Bug 683535

Summary: regular expressions when using '-' in alpha range will match out of the given range
Product: [Fedora] Fedora Reporter: Mel <mel>
Component: grepAssignee: Jaroslav Škarvada <jskarvad>
Status: CLOSED NOTABUG QA Contact: Fedora Extras Quality Assurance <extras-qa>
Severity: high Docs Contact:
Priority: unspecified    
Version: 13CC: jskarvad, lkundrak, ppisar
Target Milestone: ---   
Target Release: ---   
Hardware: Unspecified   
OS: Unspecified   
Whiteboard:
Fixed In Version: Doc Type: Bug Fix
Doc Text:
Story Points: ---
Clone Of: Environment:
Last Closed: 2011-03-10 21:55:00 UTC Type: ---
Regression: --- Mount Type: ---
Documentation: --- CRM:
Verified Versions: Category: ---
oVirt Team: --- RHEL 7.3 requirements from Atomic Host:
Cloudforms Team: --- Target Upstream Version:

Description Mel 2011-03-09 16:35:53 UTC
Description of problem:
regular expressions when using '-' in alpha range will match out of the given range
for example: [a-z] will match [A-Ya-z]

Version-Release number of selected component (if applicable):
pcre-7.8.3.fc12.i686 -yes, this fedora 13

How reproducible:
cat << MEL >foo
AA
aa
BB
bb
CC
cc
XX
xx
YY
yy
ZZ
zz
MEL
echo ----- grep UPPER -----
grep '[A-Z]' foo
echo ----- grep lower -----
grep '[a-z]' foo


Steps to Reproduce:
1. grep a regular expression alpha range with '-' to match just upper case lines -ie: '[A-Z]'
2. grep a regular expression alpha range with '-' to match just lower case lines - ie: '[a-z]'
  
Actual results:
----- grep [A-Z] -----
AA
BB
bb
CC
cc
XX
xx
YY
yy
ZZ
zz
----- grep [a-z] -----
AA
aa
BB
bb
CC
cc
XX
xx
YY
yy
zz


Expected results:
----- grep [A-Z] -----
AA
BB
CC
XX
YY
ZZ
----- grep [a-z] -----
aa
bb
cc
xx
yy
zz


Additional info:
'[BC]' works correctly, but '[B-C]' behaves as if it were '[B-Cc]'
[A-Z] acts is if it is [A-Zb-z]
[a-z] acts as if it is [A-Ya-z]
Behaves identical to the gawk bug:
https://bugzilla.redhat.com/show_bug.cgi?id=683519

Comment 1 Petr Pisar 2011-03-10 21:55:00 UTC
Thank you for report, however:

(1) You call grep. grep does not use libpcre, if not asked by `-P' option.

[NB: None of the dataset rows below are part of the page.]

PR #2108, opened 2026-08-25
refactor(core): shared paginateFiltered for client-side-filter listing

jariy17:
**One helper for every `list` that filters a broader API client-side.**

## Why
Three `list*` methods over-fetch a broad service API and filter client-side:

## What changed
1. New **`FilteredPaginator`** class (`src/core/filteredPaginator.ts`) — scans **full** service pages, fills the requested page across them, bounded by 101 scans (`ResultTruncationError` past that).
2. `listOnlineInsights` / `listBatchInsights` / `listGatewayConnectors` each delegate to the static `FilteredPaginator.paginate({ ... })`, passing their predicate + page sizes inline.
3. Deleted the 3 inline loops + their per-method scan-cap constants.

## Behavior changes
- **A page seam can duplicate one item.** At a boundary the paginator hands back the scan page's *own* token, so its matches reappear on the next page (not a re-fetched cursor). Deliberate: it never re-requests a token at a different `maxResults`, so list APIs that bind `maxResults` into the token can't reject the continuation.
- **A page may slightly exceed `--max-results`** when one service page already holds a full page of matches (guards against an infinite loop).
- **`listGatewayConnectors` now validates `maxResults`** (rejects `<1` / non-integer) — it didn't before.
- Net for `listBatchInsights` + `listGatewayConnectors`: exact-size pages → dup-on-boundary.

## Tests
- `filteredPaginator.test.ts` — 10 unit tests: validation, under-fill, overshoot+dup, guard over-return, truncation cap, token seeding, scan sizing.
- Per-method tests trimmed to **filter/wiring only** — pagination mechanics now live once in the helper.
- Full suite **2019 pass / 0 fail**, `tsc` clean.
- Live bug-bashed on the exploratory account: 5/5 scenarios (list matrix, id-op guard, connector list, batch-insights list, TUI), residue-free.


src/core/eval.tsx
```diff
@@ -440,49 +436,18 @@ export class EvalClient implements CoreEvalClient {
...
-      if (response.nextToken === undefined) {
-        return { ...response, batchEvaluations, nextToken: undefined };
-      }
-      batchEvaluationToken = response.nextToken;
-    }
-
-    throw new ResultTruncationError(
-      `Batch Insights discovery exceeded ${MAX_BATCH_INSIGHTS_SCAN_REQUESTS} Batch Evaluation scan requests; results are incomplete`,
-    );
+    const page = await FilteredPaginator.paginate({
```
tejaskash, line 439: Like the design of this

tejaskash (approved):

src/core/filteredPaginator.ts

Otherwise POSIX basic (by default) or extended regular matching is performed by regex(3) call to standard library:

$ printf 'A\na\nB\nb\nC\nc\n' | grep '[a-z]'
a
B
b
C
c

$ printf 'A\na\nB\nb\nC\nc\n' | grep -P '[a-z]'
a
b
c

(2) If you interpret the expression as PCRE (grep -P, pcregrep), you get expected behaviour:

$ printf 'A\na\nB\nb\nC\nc\n' | pcregrep '[a-z]'
a
b
c

(3) Results of your grep command depend on locale. The `[a-z]' does not mean all lower case letters. It means characters with ordinal number between oridnals of `a' and `z'. That's equivalent in C locale:

$ printf 'A\na\nB\nb\nC\nc\n' | LANG=C grep '[a-z]'
a
b
c

But does not have to be in any other, e.g.:

$ printf 'A\na\nB\nb\nC\nc\n' | LANG=cs_CZ.UTF-8 grep '[a-z]'
a
B
b
C
c

Use `[[:lower:]]' to express lower-cased letters disregarding current locale:

$ printf 'A\na\nB\nb\nC\nc\n' | LANG=cs_CZ.UTF-8 grep '[[:lower:]]'
a
b
c

As you can see the result depends on collating of locale and using range operator `-' is undefined out of C locale. regex(7):

       If two characters  in  the  list are  separated  by '-', this is
       shorthand for the full range of characters between those two
       (inclusive) in the collating sequence, for example,  "[0-9]" in
       ASCII matches any decimal digit. [...] Ranges are very collating-
       -sequence-dependent, and portable programs should avoid relying
       on them.

See POSIX / Single UNIX Specification for more details. Also there is heavily-commented bug in this bug tracking system about this issue, that I cannot find right now.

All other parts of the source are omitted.